Yes — CrewAI is a Python framework and there's no visual interface. You need to be comfortable writing Python classes and functions, installing packages with pip, and managing virtual environments. You don't need advanced Python skills, but basic Python fluency is required. Most people get to a working crew within a few hours of their first session.
How much does it cost to run a CrewAI agent?

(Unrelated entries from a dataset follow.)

PR #1808, opened 2016-07-14
Feature/reorder-columns

noahmanger:
I offered to take this task off @LindsayYoung 's plate, so here it is: my first API PR!

This re-orders the properties of the models in order to have the columns of the downloads be ordered in a more logical way. 

Over the course of doing this, I realized it's impossible to really get it feeling 100% right, since there will always be a lot of empty columns for certain rows and there will always be differences of opinion about the best order, but nonetheless, I tried to add some rhyme and reason to the order. 

Here's the order for itemized A, B and E (with questions & explanation):
- **Committee name & ID**: Currently only committee IDs are showing up. Is there a reason committee names aren't? It looks like they're in the model.
- **Report info**: Basic info about the report the transaction was filed on. AFAICT, because this is in the base model, it needs to come first, though there's certain columns that are showing up out of order (like `pdf_url` which shows up near the end). Is there a way to control this? I think ideally it would all be near the end.
- **Contributor (sched A) / Recipient (sched B) / Payee (sched E) info**: All pertinent info related to the other party of the transaction.
- **Primary transaction info:** The date, amount, and any description and memo data for the transaction
- **Transaction meta info:** This is the stuff that seemed to be more secondary info that wasn't crucial to understanding the transaction

In general, I also organized like properties to always be by like (e.g. `sub_id` next to `original_sub_id`). This was the case for most things, but in some places I shuffled things around.

I also tweaked the candidates and committee models to be organized in a more natural way as well. I found filings and the costs models to not really need anything. 

Last, I'm finding there's certain columns throughout that just aren't showing up and others that are still showing up out of order. I can go through and document which ones aren't, but wanted to see if that's expected first.

Resolves https://github.com/18F/openFEC/issues/1581

### DIFF
--- a/webservices/common/models/itemized.py
+++ b/webservices/common/models/itemized.py
@@ -59,6 +59,8 @@ class ScheduleA(BaseItemized):
     contributor_occupation = db.Column('contbr_occupation', db.String, doc=docs.CONTRIBUTOR_OCCUPATION)
     contributor_occupation_text = db.Column(TSVECTOR)
     contributor_id = db.Column('clean_contbr_id', db.String, doc=docs.CONTRIBUTOR_ID)
+    contributor_aggregate_ytd = db.Column('contb_aggregate_ytd', db.Numeric(30, 2))
+    is_individual = db.Column(db.Boolean, index=True)
 
     # Primary transaction info
     receipt_type = db.Column('receipt_tp', db.String)
@@ -82,7 +84,6 @@ class ScheduleA(BaseItemized):
     amendment_indicator_desc = db.Column('action_cd_desc', db.String)
     schedule_type = db.Column('schedule_type', db.String)
     schedule_type_full = db.Column('schedule_type_desc', db.String)
-    is_individual = db.Column(db.Boolean, index=True)
     increased_limit = db.Column(db.String)
     load_date = db.Column('pg_date', db.DateTime)
     transaction_id = db.Column('tran_id', db.Integer)
--- a/webservices/common/models/itemized.py
+++ b/webservices/common/models/itemized.py
@@ -9,8 +9,8 @@ from .base import db
 class BaseItemized(db.Model):
     __abstract__ = True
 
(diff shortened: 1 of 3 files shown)


noahmanger:
Aaand definitely gonna need a hand with that failing test.

LindsayYoung:
Thank you again and congrats on your first API contribution. I am happy to give a hand with the tests.

webservices/common/models/itemized.py
```diff
@@ -47,7 +43,7 @@ class ScheduleA(BaseItemized):
         )'''
     )
     contributor_name = db.Column('contbr_nm', db.String, doc=docs.CONTRIBUTOR_NAME)
-    contributor_prefix = db.Column('contbr_prefix', db.String)
+    contributor_name_text = db.Column(TSVECTOR)
```
LindsayYoung: The items that were at the bottom in the auxiliary fields section before are things that we use internally but is not exposed to the user. The TSVECTOR fields are a kind of index for searching, they break up text into pieces and weight them. These fields return text matches quickly. The output looks like `'barber':1A 'joe':3A 'rick':2A`

webservices/common/models/itemized.py
```diff
@@ -59,43 +55,49 @@ class ScheduleA(BaseItemized):
     contributor_state = db.Column('contbr_st', db.String, doc=docs.CONTRIBUTOR_STATE)
     contributor_zip = db.Column('contbr_zip', db.String, doc=docs.CONTRIBUTOR_ZIP)
     contributor_employer = db.Column('contbr_employer', db.String, doc=docs.CONTRIBUTOR_EMPLOYER)
+    contributor_employer_text = db.Column(TSVECTOR)
     contributor_occupation = db.Column('contbr_occupation', db.String, doc=docs.CONTRIBUTOR_OCCUPATION)
-    contributor_aggregate_ytd = db.Column('contb_aggregate_ytd', db.Numeric(30, 2))
```
LindsayYoung: This was removed, I'll add it back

The main cost is LLM API calls. A crew running 2-3 agents on a single task typically consumes 5,000–20,000 tokens depending on task complexity. At Claude 3.5 Sonnet pricing (~$3/million input tokens, $15/million output tokens), a single crew run costs roughly $0.05–$0.30. High-volume production systems should use cost tracking from day one to avoid surprises.
Can CrewAI work with models other than GPT?
Yes. CrewAI supports any LiteLLM-compatible model, which includes Anthropic Claude, Google Gemini, Mistral, Groq, Ollama (local models), and dozens of others. To use Claude, install litellm and set the model at the agent level: llm="claude-3-5-sonnet-20241022". Many developers prefer Claude for its instruction-following consistency in complex multi-step agent workflows.
What is the difference between CrewAI Crews and Flows?
Crews enable autonomous, role-based collaboration where agents decide how to approach and complete tasks. Flows are event-driven pipelines where you define the exact execution sequence with explicit state management. In production, Flows are more reliable because they're deterministic — you know exactly what runs. Use Crews inside Flows for the steps that need genuine reasoning, and Flows for the overall orchestration.
Is CrewAI production-ready in 2026?
Yes. CrewAI has over 100,000 developers trained through its community certification program, and enterprises are moving use cases to production in 30–60 day timelines. Larger enterprises report 23% more production deployments compared to smaller teams. The framework is actively maintained, and the Flows feature was specifically added to address production reliability needs that Crews alone couldn't guarantee.